In preparation, CAD models are created as .sat files and then processed by Abaqus to generate finite element models. Here, the finite element models are assigned with candidate load locations, support conditions, material properties, and meshes, with the load conditions remaining undefined. We export the ‘half-finished’ finite element models as .inp files, which are the input files for Abaqus representing the finite element models in a text format.

To perform the proposed single FEA method, we first use the Spyder software to modify the given half-finished .inp file to automatically generate all required load cases (i.e., load conditions) based on the details described in Sect. 2.3, thereby completing a ‘proper’ .inp file. The modified .inp file is then analyzed by Abaqus to generate the displacement data about candidate load locations, resulting in the D matrix. At the same time, we use the Python iterator, ‘itertools’, to automatically generate a list of all possible F (see Sect. 2.4). Combining D and F gives C (see Eq. 5), enabling us to perform an exhaustive search to find the extremal load arrangements based on the rank of calculated C values. Finally, we use the Grasshopper software to better visualize the results in geometric descriptions, as the calculated results are only numerical representations.

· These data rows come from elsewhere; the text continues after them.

PR #1251, opened 2022-01-27
Issue/1179 UI permissions checks

### LINKED ISSUE #1179: Add updated permissions checks to hide UI elements.
It would be nice if we could hide certain UI elements if a user does not have access to interact with them.  For instance, hiding the "Admin" button in the top right if the user does not have the "system:update" or "garden:update"  permissions for anything.  There's more to it than that, because the user may have "garden:update" for one garden, but "garden:read" for some others, so the listing on that admin page would need to check individual garden level permissions and hide them.

It might be worth considering some server-side solutions to this.  Meaning, update the API so that there's a way for the UI to query for "only" the gardens that the user has access to administer.

scott-taubman:
requires beer-garden/brewtils#385
Closes #1179

This PR adds permissions checks to the UI for the following:

* The Admin menu option, as well as the System and Garden items within that menu.
* Whether the "make it happen" button on systems should be active or not (hiding it altogether created rendering wonkiness).
* The job create and import buttons on the job index page.
* The job management buttons on the job view page.


src/ui/src/js/run.js
```diff
@@ -275,13 +298,23 @@ export default function appRun(
...
   });
 
-  $interval(function() {
-    EventService.connect(TokenService.getToken());
-  }, 5000);
-
-  $interval(function() {
-    TokenService.preemptiveRefresh();
-  }, 30000);
+  $interval(
```
scott-taubman, line 301: These intervals were triggering the angular `digest()`, which re-checks and potentially re-renders everything, which meant the permission checks in the ng-show that I added all over the place would happen every interval for no real compelling reason.  Since neither interval should result in data changes that would make `digest()` necessary to call, I just updated these to not do that (the `false` that gets passed in now).

src/ui/src/js/run.js
```diff
@@ -151,13 +148,39 @@ export default function appRun(
     // );
   };
 
-  $rootScope.hasPermission = function(user, permissions) {
+  $rootScope.hasPermission = function(user, permission) {
```
scott-taubman, line 151: There's a way to do this that doesn't involve adding a bunch of stuff to the `rootScope`, but since that's largely the existing pattern I just stuck with it here, since it does make the code as it currently exists easier to work with.

jlrpnbbngtn (approved):
Code looks good and checked that the code does what it says it does.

It is worth pointing out that, using the proposed single FEA method, the calculated C caused by the selected F does not have a corresponding finite element model created yet. To this end, we use the selected F to complete the half-finished finite element model in order to perform structural analysis for verification. In theory (see Sect. 2.2), for the same structural system, the calculated C obtained from the proposed single FEA method should be exactly the same as the C generated from the finite element model, examined further below.

Fig. 6

Finding the arrangements of five vertical loads among 36 branch tips to achieve the extremal load conditions of a 2D potted plant, where there are 376,992 possible load arrangements. a From left to right: lowest stiffness, highest stiffness, and three manually selected results obtained using the single FEA method. b Verification results obtained using finite element models

3.2 Results and verifications

The proposed single FEA method is first tested using a 2D potted plant example, as shown in Fig. 6. Here, we are searching for the extremal arrangements of five vertical loads among 36 branch tips to obtain the worst and best stiffness performance of the structure. The overall size of the potted plant is 1,557 mm tall and 740 mm wide. It includes two tree-like structures with a uniform branch width designed to be 6 mm, and a pot that is 300 mm tall and 200 mm wide. The entire structure is discretized with triangular shell elements (S3) that have a mesh size of 4 mm and a thickness of 1 mm. The material is assumed to be linearly elastic and isotropic, with Young’s modulus of 100 GPa and Poisson’s ratio of 0.3. A fixed boundary condition is assigned at the base of the pot. Thirty-six candidate load locations are assigned at the tips of all branches, meaning \(N = 36\). Prescribed loads are \(5 \times (-100\)) N, meaning \(k = 5\), which are allowed only in the y direction, meaning \(\rho = 1\). Hence, the number of load cases required in the single FEA is \(M = 1\times N = 36\). Together, the number of total possible arrangements of prescribed loads is \(P_{\rm C} = 36!/(31!5!) = 376,992\).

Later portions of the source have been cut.